-------- Records for the exercise
PR #2495, opened 2020-08-03
chore(ci): add kerberos auth tests

emadum:
## Description

[NODE-876](https://jira.mongodb.org/browse/NODE-872)

**What changed?**


emadum:
Patch run on RHEL/Ubuntu/Mac

https://spruce.mongodb.com/version/5f288c21d1fe0706461a1693/tasks

test/manual/kerberos.test.js
```diff
@@ -0,0 +1,352 @@
+'use strict';
+
+const format = require('util').format;
+const test = require('../functional/shared').assert;
+const { MongoClient } = require('../../src');
+
+// You need to set up the kinit tab first
```
mbroadst, line 7: Let's remove all of this, we know where to look and we don't want to give any details externally

test/manual/kerberos.test.js
```diff
@@ -0,0 +1,352 @@
...
+  if (process.env.MONGODB_URI == null) {
+    console.log('skipping Kerberos tests, MONGODB_URI environment variable is not defined');
+    return;
+  }
+  if (process.platform === 'win32') {
+    console.log('Only running Win32 tests');
+    return;
+  }
+
+  it.only('Should Correctly Authenticate using kerberos with MongoClient', function (done) {
```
----------------
Task objective: The expected result is every line above containing the string "const".

Answer area:
+const format = require('util').format;
+const test = require('../functional/shared').assert;
+const { MongoClient } = require('../../src');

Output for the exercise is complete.